Patient: (crying still) No. I just thought I was getting better.
Clinician: What are some of the things you are hoping to do?
Patient: Get the pain under control so I could go shopping and stuff.
Clinician: OK.
Patient: I want to see my son—I don't want my son to see my on the couch all the time. He's got anxiety, he's got disabilities, he's got behavioral problems.
Clinician: So, getting the pain better so you can move around a bit and appear more comfortable for your son is one thing to hope for.
Patient: Yeah.

Discussion

We report three important findings. First, patients and loved ones expressed emotional distress frequently during PC consultations. Second, fear/anxiety were the predominant emotions expressed. Third, clinicians tended to respond to distressing emotions with compassionate language.

Emotions were quite common in our sample, with more than two-thirds of the conversations containing at least one expression of emotional distress. The frequency of distress was significantly higher compared with other studies on emotions in oncology and end-of-life care.2,7,8,16,17 One possible reason for the higher frequency is that the spiritual, existential, and relationship issues facing many patients and loved ones become even more salient to patients as their illness progresses and they approach the end of life.

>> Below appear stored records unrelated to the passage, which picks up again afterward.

PR #700, opened 2023-01-29
chore: add a per test 3min timeout and enable color output

bringhurst:
## Why is this needed?

It's difficult to reproduce, but I've seen the github actions test suite take more than 6 hours. Having a timeout set will allow us to get some sort of useful debug information instead of having github actions kill it off before we can analyze anything.

## Proposed Changes

 - Do not allow any one unit test to take more than an hour. If it takes longer than an hour, kill it off and print some basic debug info (e.g. a stack trace of all/most frames).
 - Enable color pytest output to make pytest easier to read in general.

No -- this is intended to help debug the test suite.

### DIFF
--- a/constraints.txt
+++ b/constraints.txt
@@ -5,3 +5,4 @@ flake8==5.0.2
 objgraph==3.5.0
 pytest==6.2.5
 pytest-cov==3.0.0
+pytest-timeout==2.2.0
--- a/pyproject.toml
+++ b/pyproject.toml
@@ -20,11 +20,13 @@ extend-exclude = '''
 '''
 
 [tool.pytest.ini_options]
-addopts = "-ra -v"
+addopts = "-ra -v --color=yes"
 log_cli = true
 log_cli_date_format = "%Y-%m-%d %H:%M:%S"
 log_cli_format = "%(asctime)s %(levelname)s %(message)s"
 log_cli_level = "INFO"
+# Per-test timeout in seconds
+timeout = 180
 
 [tool.mypy]
 
--- a/setup.cfg
+++ b/setup.cfg
@@ -58,6 +58,7 @@ test =
     objgraph
     pytest
     pytest-cov
+    pytest-timeout
     gevent>=1.2 ; implementation_name!='pypy'
     eventlet>=0.17.1 ; implementation_name!='pypy'
     pyjks


bringhurst:
I keep seeing this error also (it appears to be a string returned from the codecov api):

```Could not determine repo and owner```

🤔

**Comment by ceache** [comment]
I think the timeout is ok.

If the tests did not complete in 1h, they are not going to complete ever.

**Comment by bringhurst** [comment]
Example run that seems like it'll probably hit the timeout:

https://github.com/python-zk/kazoo/actions/runs/4038631107/jobs/6942766386

**Comment by a-ungurianu** [comment]
> This organization is not using Codecov’s [GitHub App Integration](https://github.com/apps/codecov). We recommend you install it so Codecov can continue to function properly for your repositories. [Learn more](https://about.codecov.io/blog/codecov-is-updating-its-github-integration/?utm_medium=referral&utm_source=github&utm_content=comment&utm_campaign=pr+comments&utm_term=python-zk)

I wonder if this is why you see the codecov things, as it tries leverage the Github App.

@ceache I don't have the rights to add the app. Do you know someone who does?

**Comment by bringhurst** [comment]
An example of this showing useful debug output:

https://github.com/python-zk/kazoo/actions/runs/4038897905/jobs/6943223749

**Comment by bringhurst** [comment]
It looks like this job may time out -- https://github.com/python-zk/kazoo/actions/runs/4039044495/jobs/6943463553

If that works correctly (times out and shows stack traces), I'll open this up for review.

**Review by jeffwidman — DISMISSED** [review]
Happy to try it, and keep it as long as it's useful!

I do wonder whether this is just actions infra being flaky from time to time, or if we've got some bugs in our code that are hiding... could just be Zookeeper occasionally flaking as it comes up, I know I've seen that from time to time although no idea if that's Zookeeper, or Docker or something else...

File: tox.ini [hunk 1]
```diff
@@ -28,6 +28,7 @@ extras =
     eventlet: eventlet
     sasl: sasl
 deps =
+    pytest-timeout
```
a-ungurianu, line 31: I see both pytest and pytest-cov are in the `constraints.txt` file at the root level of the repo, so probably it'd be good to add this there as well for consistency.

StephenSorriaux:
I have resurrected this PR and reduced the `timeout` from 1h to 3min since it is a per-test timeout.

@jeffwidman @a-ungurianu @ceache if you have some time to check it

jeffwidman (approved):
Looks great 👍

ceache (approved):

PR #702, opened 2023-01-30
No need to specify `mock`

jeffwidman:
It's now part of the Python stdlib since `3.3`.

So no need to specify it.

### DIFF
--- a/constraints.txt
+++ b/constraints.txt
@@ -2,7 +2,6 @@
 black==22.10.0
 coverage==6.3.2
 flake8==5.0.2
-mock==3.0.5
 objgraph==3.5.0
 pytest==6.2.5
 pytest-cov==3.0.0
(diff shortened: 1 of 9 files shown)


a-ungurianu:
`mock` is indeed available in stdlib, but it's under [`unittest.mock`](https://docs.python.org/3/library/unittest.mock.html)

jeffwidman:
Thanks @a-ungurianu, I threw this PR up quickly from web UI and then completely forgot about it!

jeffwidman:
This is ready for review. The miniscule drop in coverage is a side effect of changing imports and shouldn't block merging.

jeffwidman:
Can I please get a review on this so we can land it before merge conflicts creep in?

StephenSorriaux (approved):
Thank you!

PR #704, opened 2023-01-31
debug: try bumping mock version

jeffwidman:
Seeing a weird error in https://github.com/python-zk/kazoo/pull/702/ and wondering if it's because latest `mock` is actually `5.0.1`: https://mock.readthedocs.io/en/latest/changelog.html

so threw this up to see what CI thinks

### DIFF
--- a/constraints.txt
+++ b/constraints.txt
@@ -2,7 +2,7 @@
 black==22.10.0
 coverage==6.3.2
 flake8==5.0.2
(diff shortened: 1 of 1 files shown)


jeffwidman:
Nope, the problem was in my grep'ing I only looked for `import mock` not `from mock import`... so missed some of the necessary import renames.

PR #584, opened 2022-09-12
Retain backtrace for TypeErrors in value change callback

elliotcm:
This code was originally added to provide better error messaging for TypeErrors when assigning values.

Unfortunately throwing a new error object causes us to lose the context (including stacktrace) of the original error, making it harder to locate the source.

Changing the message and rethrowing the original error retain that information.

## Before

Screenshot 2022-09-11 at 22 01 34

## After

Screenshot 2022-09-11 at 22 11 27

Thanks to @marcoroth for help discussing this issue.


marcoroth (approved):
Thank you, @elliotcm!

PR #590, opened 2022-10-13
adding Default Values

ThomasLandauer:


dhh:
Again, there just isn't enough here to warrant this.

ThomasLandauer:
I was looking for default values, and didn't expect them to be hidden under "Getters"

PR #591, opened 2022-10-16
Moving Object upwards

ThomasLandauer:
Topical ordering is more useful than alphabetical.


dhh:
Don't see the point on such a small table tbh.

ThomasLandauer:
It improves scanability if both "JSON" entries are next to each other.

The predominant expressions of emotional distress were fear/anxiety. This is not surprising given the nature of a patient's illness when PC becomes important. Anger was frequently expressed, with more than 16% of the conversations containing at least one overt expression of anger, with the intensity of patients' anger being more severe than family members' anger. In previous research, anger has been reported at a much lower level in oncology and end of life.17,18 In PC settings, patients and families often express anger,19,20 whether directed at the disease, at the limits of current medical science, at previous unsettling experiences with medical care, or other sources. Expressing anger can open space for therapeutic relationships and productive goal-setting conversations.

Clinician expressions of compassion in response to distressing emotions were very common in our study, and seemingly more common than other clinical encounters with seriously ill patients in oncology.2,8,16,17,21,22 This study was not designed to compare communication practices across different clinical settings, so the reasons for our comparatively high rates of compassionate responses remain unknown. However, our findings highlight the need to understand how best to sustain the level of presence and compassion in the practice of PC.

There are several limitations to our study. These observations reflect PC practice in one large medical center with a mature PC program and institutional expertise in patient-centered communication.23,24 Restricting the scope to “expert” communicators in established clinical contexts can be of great value as a starting place and catalyst for the subsequent research required to ultimately define “best practices.” The variability in our sample highlights the need to understand how PC practices vary more broadly across the micro and macro cultures represented by institutional, geographic, clinical, and demographic contexts.

The results of this study are encouraging for PC—compassion is at the forefront of clinicians' responses to patients' and loved ones' negative emotions. In our study, providers did not shy away from attending to patients' and loved ones' emotions. On the contrary, we demonstrate that PC providers are very attuned and responsive to spontaneous emotional expression from their patients and families, even when the elicited emotions are challenging and demanding or even uncomfortable to discuss.

Acknowledgments

This work was funded in part by research grants from the National Palliative Care Research Center and the Greenwall Foundation. Dr. Robert Gramling is funded by a Career Development Award from the National Palliative Care Research Center. No authors have financial or other conflicts to report. We thank the University of Rochester Medical Center Inpatient Palliative Care team, patients, and families for their enthusiasm and dedication to conducting research that will enhance care for people with serious illness.

Author Disclosure Statement

No competing financial interests exist.